Collected data:
- - -

Issue #677, opened 2020-12-12
As a NE user, I can see dynamic data in the "as of" date field


csprayregen:
## ✨ What new feature do you want to see?
In the NE dashboard, I see a current "as of" date. This is defined as the last date attendance was uploaded for any child.

## 🧶 Acceptance Criteria
- [x]  I see the As Of date on my dashboard 
- [x]  The above criterion works in both English and Spanish
- [x]  Verify accessibility (see details below)

## 🖍️ Implementation Details
[
    {
        "absences": "1 of 5",
        "approvals": [
            {
                "case_number": "4441500188"
            }
        ],
        "as_of": "12/21/2020",
        "business": {
            "name": "Nebraska Home Child Care"
        },
        "case_number": "case#1",
        "earned_revenue": 1045.32,
        "estimated_revenue": 2022.14,
        "full_days": "14 of 15",
        "full_name": "Rhonan Shaw",
        "hours": "1 of 6.5",
        "transportation_revenue": "30 trips - $80.00"
    },
    {
        "absences": "1 of 5",
        "approvals": [
            {
                "case_number": "8712853078"
            }
        ],
        "as_of": "12/21/2020",
        "business": {
            "name": "Nebraska Home Child Care"
        },
        "case_number": "case#1",
        "earned_revenue": 1045.32,
        "estimated_revenue": 2022.14,
        "full_days": "14 of 15",
        "full_name": "Tanim Zaidi",
        "hours": "1 of 6.5",
        "transportation_revenue": "30 trips - $80.00"
    }
]

> **NOTE TO ENGINEERS**
> 
> Please ensure that you are running Google Lighthouse and/or WebAIM (Wave) on any UI elements in your pull request to check for accessibility issues.
> 
> If it is out of scope to address those accessibility issues in your pull request (because the issue is in a parent component and needs refactoring to work, for example), **you are responsible for noting those issues in your pull request and writing bug tickets to address the issues - make sure you link the new tickets in your pull request**

## 🥧 Additional context
Mockup: https://www.figma.com/file/uCveVQQnYcw3MsenD1PNcG/P4P-2.0?node-id=3579%3A1
Spanish: https://docs.google.com/spreadsheets/d/1d0RPc9PXvTCFpq8bfkZxgNL35MEpX5s8EvBwqex8564/edit#gid=0

cjhaddad:
in the case list for the dashboard this will be a new key "as_of": dateString

csprayregen:
[...]

PR #831, opened 2021-01-22
configure as of figure and static date filter number and render

cjhaddad:
#677

## 🍂 Before You Submit

* [ ] Did you write tests?

## 🛷 Deployment

* [ ] Data Migrations
* [ ] Schema Migrations
* [ ] Dependencies

## 🧳 Steps to test
login with both IL and NE users and confirm that a date filter button with static data showing the current month renders in the dashboard title and an 'as of' data point configured from the user data from API

### DIFF
--- a/client/src/Dashboard/Dashboard.js
+++ b/client/src/Dashboard/Dashboard.js
@@ -278,7 +278,7 @@ export function Dashboard() {
           <Typography.Title className="dashboard-title mr-4">
             {t('dashboardTitle')}
           </Typography.Title>
-          <Button className="date-filter-button mr-2 text-base py-2 px-4">
+          <Button className="date-filter-button mr-2 text-base py-2 px-4" disabled>
             {dates.dateFilter}
           </Button>
           <Typography.Text className="text-gray3">{`As of: ${dates.asOf}`}</Typography.Text>
--- a/client/src/Dashboard/Dashboard.js
+++ b/client/src/Dashboard/Dashboard.js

- - -

* _PROBLEM_: State how many lines in the entries hold "Typography", please, with no other words.

* _TASK ANSWER_: 3